## What you are asked to do
The answer should consist of all the records, copied exactly.

## Source data

PR #3422, opened 2023-01-13
[tests] Fix version test determinism

terrelln:
The dictionary source files were taken from the `dev` branch before this
commit, which could introduce non-determinism on PR jobs. Instead take
the sources from the PR checkout.

This PR also adds stderr logging, and verbose output for the jobs that
are failing, to help catch the failure if it occurs again.

### DIFF
--- a/tests/test-zstd-versions.py
+++ b/tests/test-zstd-versions.py
@@ -29,8 +29,19 @@ test_dat_src = 'README.md'
 test_dat = 'test_dat'
 head = 'vdevel'
 dict_source = 'dict_source'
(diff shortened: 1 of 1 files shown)


terrelln:
Alright, I've run the version test ~250 times and have seen no failures. It seems to be either consistently passing, or consistently failing. So I will resume debugging if it starts failing again on PRs, and hope I can repro it then.

terrelln:
Still haven't been able to reproduce the failure, but this PR now makes the tests more deterministic, and should help us debug if the failure shows up again.

Cyan4973 (approved):

Issue #3240, opened 2022-08-10
LLVM mingw bug AddressSanitizer: use-after-poison on address


calvin2021y:
**Describe the bug**
when build with https://github.com/mstorsjo/llvm-mingw and CMAKE,  zstd make app crash with `AddressSanitizer: use-after-poison on address`

**To Reproduce**
1.  download llvm mingw for ubuntu
2.  build zstd with cmake
3.  create libuv thread and use ZSTD_compress
4. app late crash with `AddressSanitizer: use-after-poison on address`

remove the only one function call from `ZSTD_compress` fix the problem.

**Expected behavior**
expect it work without crash.

**Desktop (please complete the following information):**
 - OS: win10
 - Compiler llvm mingw clang
 - Flags  `-O1 -g`
 - Build system  cmake  `-DBUILD_SHARED_LIBS=OFF -DZSTD_BUILD_SHARED=OFF -DZSTD_MULTITHREAD_SUPPORT=OFF -DZSTD_BUILD_PROGRAMS=OFF `

calvin2021y:
remove ZSTD, or change ZSTD into lz4 both fix the problem.

embg:
Thanks for the report! Could you share the exact code you're using to call `ZSTD_compress`? (You could create a GitHub Gist of that code and share that link with me).

calvin2021y:
https://gist.github.com/calvin2021y/955910b52c46773a846dcad856a01fcd

felixhandte:
@calvin2021y, can you share a little more about this issue? I don't see `-fsanitize=address` in the list of arguments you're providing to the build.

PR #3424, opened 2023-01-13
Disable Custom ASAN/MSAN Poisoning on MinGW Builds

felixhandte:
Addresses #3240.

### DIFF
--- a/lib/common/compiler.h
+++ b/lib/common/compiler.h
@@ -292,7 +292,7 @@
 #endif
 #endif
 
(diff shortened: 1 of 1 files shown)


felixhandte:
As discussed, I'm not convinced this is a real issue. Hopefully @calvin2021y will respond with more information.

terrelln (approved):
Looks correct to me, I'll let you decide whether you want to merge or not

PR #3429, opened 2023-01-17
Fix MSYS2 symlink issues in CI

### LINKED ISSUE #3420: mingw-short-test failing on dev
Clang mingw jobs are currently failing on dev ([example job](https://github.com/facebook/zstd/actions/runs/3903773171/jobs/6670357664)). I'm investigating here: https://github.com/embg/zstd/pull/51. It may be related to https://github.com/facebook/zstd/pull/3410, however all jobs (including mingw-short-test) passed on that PR before it landed. So I'm not sure yet what's broken.

Please ignore mingw-short-test until I land a fix.

embg:
Recently [some mingw jobs](https://github.com/embg/zstd/actions/runs/3915429703/jobs/6693598399#step:7:4) have failed because they are running with 
```
env:
    MSYS: winsymlinks:nativestrict
```
I'm not sure which upstream dependency is inserting `winsymlinks:nativestrict`, since it's not in our job spec. But it breaks `make check`, because it instructs MSYS2 to emulate symlinks in a way that only works when running as Administrator, or if Window's "developer mode" has been enabled. Our script runs with a lower privilege level and can't open those symlinks, which causes `make check` to fail.

This PR has a couple cosmetic changes, but the functional change is
```
-   make check
+   MSYS="" make check
```
Setting `MSYS=""` instructs MSYS2 to replace symlinks with file copies. That is, `ln -s` becomes `cp`. This is the default on MSYS2 and all our jobs ran with `MSYS=""` prior to the recent change coming from upstream.

If we want to test "real" symlinks, we would need to run the job as Administrator, or enable "developer mode". I have [reached out](https://github.com/orgs/community/discussions/44268) to see if this is possible, but for now I think `MSYS=""` is an acceptable trade-off.

More information on MSYS2 symlink support: https://dev.to/hakonhagland/handling-of-symlinks-on-windows-perl-msys2-cygwin-52h3

Closes https://github.com/facebook/zstd/issues/3420

### DIFF
--- a/.github/workflows/dev-short-tests.yml
+++ b/.github/workflows/dev-short-tests.yml
@@ -384,6 +384,7 @@ jobs:
   mingw-short-test:
     runs-on: windows-latest
     strategy:
+      fail-fast: false  # 'false' means Don't stop matrix workflows even if some matrix failed.
       matrix:
         include: [
           { compiler: gcc, msystem: MINGW32, cflags: "-Werror"},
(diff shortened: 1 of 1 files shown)


Cyan4973 (approved):
Nice find @embg !

Cyan4973:
I don't remember we ever decided to set `winsymlinks:nativestrict`,
so I suppose this was set automatically by some github update, maybe dependabot, or maybe just the mingw image.
In which case, I would guess we were not the only ones impacted.

embg:
> I don't remember we ever decided to set `winsymlinks:nativestrict`, so I suppose this was set automatically by some github update, maybe dependabot, or maybe just the mingw image. In which case, I would guess we were not the only ones impacted.

@Cyan4973 Yes. It may have been fixed upstream over the long weekend, since [at least one recent job](https://github.com/facebook/zstd/actions/runs/3927389527/jobs/6713975844#step:8:10) is not running with `winsymlinks:nativestrict`. So the value of this PR may only be protection from future issues, in case this crops up again.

## Response to this exercise
PR #3422, opened 2023-01-13
[tests] Fix version test determinism

terrelln:
The dictionary source files were taken from the `dev` branch before this
commit, which could introduce non-determinism on PR jobs. Instead take
the sources from the PR checkout.

This PR also adds stderr logging, and verbose output for the jobs that
are failing, to help catch the failure if it occurs again.

### DIFF
--- a/tests/test-zstd-versions.py
+++ b/tests/test-zstd-versions.py
@@ -29,8 +29,19 @@ test_dat_src = 'README.md'
 test_dat = 'test_dat'
 head = 'vdevel'
 dict_source = 'dict_source'
(diff shortened: 1 of 1 files shown)


terrelln:
Alright, I've run the version test ~250 times and have seen no failures. It seems to be either consistently passing, or consistently failing. So I will resume debugging if it starts failing again on PRs, and hope I can repro it then.

terrelln:
Still haven't been able to reproduce the failure, but this PR now makes the tests more deterministic, and should help us debug if the failure shows up again.

Cyan4973 (approved):

Issue #3240, opened 2022-08-10
LLVM mingw bug AddressSanitizer: use-after-poison on address


calvin2021y:
**Describe the bug**
when build with https://github.com/mstorsjo/llvm-mingw and CMAKE,  zstd make app crash with `AddressSanitizer: use-after-poison on address`

**To Reproduce**
1.  download llvm mingw for ubuntu
2.  build zstd with cmake
3.  create libuv thread and use ZSTD_compress
4. app late crash with `AddressSanitizer: use-after-poison on address`

remove the only one function call from `ZSTD_compress` fix the problem.

**Expected behavior**
expect it work without crash.

**Desktop (please complete the following information):**
 - OS: win10
 - Compiler llvm mingw clang
 - Flags  `-O1 -g`
 - Build system  cmake  `-DBUILD_SHARED_LIBS=OFF -DZSTD_BUILD_SHARED=OFF -DZSTD_MULTITHREAD_SUPPORT=OFF -DZSTD_BUILD_PROGRAMS=OFF `

calvin2021y:
remove ZSTD, or change ZSTD into lz4 both fix the problem.

embg:
Thanks for the report! Could you share the exact code you're using to call `ZSTD_compress`? (You could create a GitHub Gist of that code and share that link with me).

calvin2021y:
https://gist.github.com/calvin2021y/955910b52c46773a846dcad856a01fcd

felixhandte:
@calvin2021y, can you share a little more about this issue? I don't see `-fsanitize=address` in the list of arguments you're providing to the build.

PR #3424, opened 2023-01-13
Disable Custom ASAN/MSAN Poisoning on MinGW Builds

felixhandte:
Addresses #3240.

### DIFF
--- a/lib/common/compiler.h
+++ b/lib/common/compiler.h
@@ -292,7 +292,7 @@
 #endif
 #endif
 
(diff shortened: 1 of 1 files shown)


felixhandte:
As discussed, I'm not convinced this is a real issue. Hopefully @calvin2021y will respond with more information.

terrelln (approved):
Looks correct to me, I'll let you decide whether you want to merge or not

PR #3429, opened 2023-01-17
Fix MSYS2 symlink issues in CI

### LINKED ISSUE #3420: mingw-short-test failing on dev
Clang mingw jobs are currently failing on dev ([example job](https://github.com/facebook/zstd/actions/runs/3903773171/jobs/6670357664)). I'm investigating here: https://github.com/embg/zstd/pull/51. It may be related to https://github.com/facebook/zstd/pull/3410, however all jobs (including mingw-short-test) passed on that PR before it landed. So I'm not sure yet what's broken.

Please ignore mingw-short-test until I land a fix.

embg:
Recently [some mingw jobs](https://github.com/embg/zstd/actions/runs/3915429703/jobs/6693598399#step:7:4) have failed because they are running with 
```
env:
    MSYS: winsymlinks:nativestrict
```
I'm not sure which upstream dependency is inserting `winsymlinks:nativestrict`, since it's not in our job spec. But it breaks `make check`, because it instructs MSYS2 to emulate symlinks in a way that only works when running as Administrator, or if Window's "developer mode" has been enabled. Our script runs with a lower privilege level and can't open those symlinks, which causes `make check` to fail.

This PR has a couple cosmetic changes, but the functional change is
```
-   make check
+   MSYS="" make check
```
Setting `MSYS=""` instructs MSYS2 to replace symlinks with file copies. That is, `ln -s` becomes `cp`. This is the default on MSYS2 and all our jobs ran with `MSYS=""` prior to the recent change coming from upstream.

If we want to test "real" symlinks, we would need to run the job as Administrator, or enable "developer mode". I have [reached out](https://github.com/orgs/community/discussions/44268) to see if this is possible, but for now I think `MSYS=""` is an acceptable trade-off.

More information on MSYS2 symlink support: https://dev.to/hakonhagland/handling-of-symlinks-on-windows-perl-msys2-cygwin-52h3

Closes https://github.com/facebook/zstd/issues/3420

### DIFF
--- a/.github/workflows/dev-short-tests.yml
+++ b/.github/workflows/dev-short-tests.yml
@@ -384,6 +384,7 @@ jobs:
   mingw-short-test:
     runs-on: windows-latest
     strategy:
+      fail-fast: false  # 'false' means Don't stop matrix workflows even if some matrix failed.
       matrix:
         include: [
           { compiler: gcc, msystem: MINGW32, cflags: "-Werror"},
(diff shortened: 1 of 1 files shown)


Cyan4973 (approved):
Nice find @embg !

Cyan4973:
I don't remember we ever decided to set `winsymlinks:nativestrict`,
so I suppose this was set automatically by some github update, maybe dependabot, or maybe just the mingw image.
In which case, I would guess we were not the only ones impacted.

embg:
> I don't remember we ever decided to set `winsymlinks:nativestrict`, so I suppose this was set automatically by some github update, maybe dependabot, or maybe just the mingw image. In which case, I would guess we were not the only ones impacted.

@Cyan4973 Yes. It may have been fixed upstream over the long weekend, since [at least one recent job](https://github.com/facebook/zstd/actions/runs/3927389527/jobs/6713975844#step:8:10) is not running with `winsymlinks:nativestrict`. So the value of this PR may only be protection from future issues, in case this crops up again.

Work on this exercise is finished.